DATA section start
PR #1053, opened 2026-06-12
Fix `msgspec.msgpack.Ext` types

sobolevn:
Several typing improvments:
1. `msgspec.msgpack.Enc` now accepts all buffers, not just `bytes | memoryview | bytearray`. I've added a runtime test to proove that
2. Renamed `T` and other typing-only utils to be protected names: `T` and `_enc_hook_sig` can't be imported from `msgspec.msgpack` in runtime

### DIFF
--- a/src/msgspec/msgpack.pyi
+++ b/src/msgspec/msgpack.pyi
@@ -14,9 +14,9 @@ from typing_extensions import Buffer
 
 _T = TypeVar("_T")
 
-_enc_hook_sig: TypeAlias = Callable[[Any], Any] | None
-_ext_hook_sig: TypeAlias = Callable[[int, memoryview], Any] | None
-_dec_hook_sig: TypeAlias = Callable[[type, Any], Any] | None
+_EncHookSig: TypeAlias = Callable[[Any], Any] | None
+_ExtHookSig: TypeAlias = Callable[[int, memoryview], Any] | None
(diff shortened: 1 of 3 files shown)


provinzkraut:
Same things seem to apply to `json.pyi`. Do you wanna add that to this PR?

sobolevn:
I would prefer to analyze all modules one by one, there are multiple type errors there as well :)

src/msgspec/msgpack.pyi
```diff
@@ -12,66 +12,66 @@ from typing import (
 
 from typing_extensions import Buffer
 
-T = TypeVar("T")
+_T = TypeVar("_T")
 
-enc_hook_sig: TypeAlias = Callable[[Any], Any] | None
-ext_hook_sig: TypeAlias = Callable[[int, memoryview], Any] | None
-dec_hook_sig: TypeAlias = Callable[[type, Any], Any] | None
+_enc_hook_sig: TypeAlias = Callable[[Any], Any] | None
```
provinzkraut: Maybe we could also convert this to the more canonical camel case, i.e. `_EncHookSig`?

sobolevn: Oh, right 🤦‍♂️ 
How did I miss that!

provinzkraut (approved):

PR #1062, opened 2026-06-13
Add missing `__class_getitem__` methods to typing

sobolevn:
Runtime:

```python
>>> import msgspec
>>> msgspec.json.Decoder.__class_getitem__((int,))
msgspec.json.Decoder[int]
```

Mypy:

```
» mypy -c 'import msgspec; msgspec.json.Decoder.__class_getitem__'
<string>:1: error: "type[Decoder[_T]]" has no attribute "__class_getitem__"  [attr-defined]
Found 1 error in 1 file (checked 1 source file)
```

Now this symbol would be defined. 
I used the same definition that we use in `typeshed`: https://github.com/python/typeshed/blob/7e3b6cd8101ec0b80eedffa9a0ffd949f3ea88ab/stdlib/queue.pyi#L49

### DIFF
--- a/src/msgspec/json.pyi
+++ b/src/msgspec/json.pyi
DATA section end
Your task is to transcribe the listing above in full and exactly.

PR #1053, opened 2026-06-12
Fix `msgspec.msgpack.Ext` types

sobolevn:
Several typing improvments:
1. `msgspec.msgpack.Enc` now accepts all buffers, not just `bytes | memoryview | bytearray`. I've added a runtime test to proove that
2. Renamed `T` and other typing-only utils to be protected names: `T` and `_enc_hook_sig` can't be imported from `msgspec.msgpack` in runtime

### DIFF
--- a/src/msgspec/msgpack.pyi
+++ b/src/msgspec/msgpack.pyi
@@ -14,9 +14,9 @@ from typing_extensions import Buffer
 
 _T = TypeVar("_T")
 
-_enc_hook_sig: TypeAlias = Callable[[Any], Any] | None
-_ext_hook_sig: TypeAlias = Callable[[int, memoryview], Any] | None
-_dec_hook_sig: TypeAlias = Callable[[type, Any], Any] | None
+_EncHookSig: TypeAlias = Callable[[Any], Any] | None
+_ExtHookSig: TypeAlias = Callable[[int, memoryview], Any] | None
(diff shortened: 1 of 3 files shown)


provinzkraut:
Same things seem to apply to `json.pyi`. Do you wanna add that to this PR?

sobolevn:
I would prefer to analyze all modules one by one, there are multiple type errors there as well :)

src/msgspec/msgpack.pyi
```diff
@@ -12,66 +12,66 @@ from typing import (
 
 from typing_extensions import Buffer
 
-T = TypeVar("T")
+_T = TypeVar("_T")
 
-enc_hook_sig: TypeAlias = Callable[[Any], Any] | None
-ext_hook_sig: TypeAlias = Callable[[int, memoryview], Any] | None
-dec_hook_sig: TypeAlias = Callable[[type, Any], Any] | None
+_enc_hook_sig: TypeAlias = Callable[[Any], Any] | None
```
provinzkraut: Maybe we could also convert this to the more canonical camel case, i.e. `_EncHookSig`?

sobolevn: Oh, right 🤦‍♂️ 
How did I miss that!

provinzkraut (approved):

PR #1062, opened 2026-06-13
Add missing `__class_getitem__` methods to typing

sobolevn:
Runtime:

```python
>>> import msgspec
>>> msgspec.json.Decoder.__class_getitem__((int,))
msgspec.json.Decoder[int]
```

Mypy:

```
» mypy -c 'import msgspec; msgspec.json.Decoder.__class_getitem__'
<string>:1: error: "type[Decoder[_T]]" has no attribute "__class_getitem__"  [attr-defined]
Found 1 error in 1 file (checked 1 source file)
```

Now this symbol would be defined. 
I used the same definition that we use in `typeshed`: https://github.com/python/typeshed/blob/7e3b6cd8101ec0b80eedffa9a0ffd949f3ea88ab/stdlib/queue.pyi#L49

### DIFF
--- a/src/msgspec/json.pyi
+++ b/src/msgspec/json.pyi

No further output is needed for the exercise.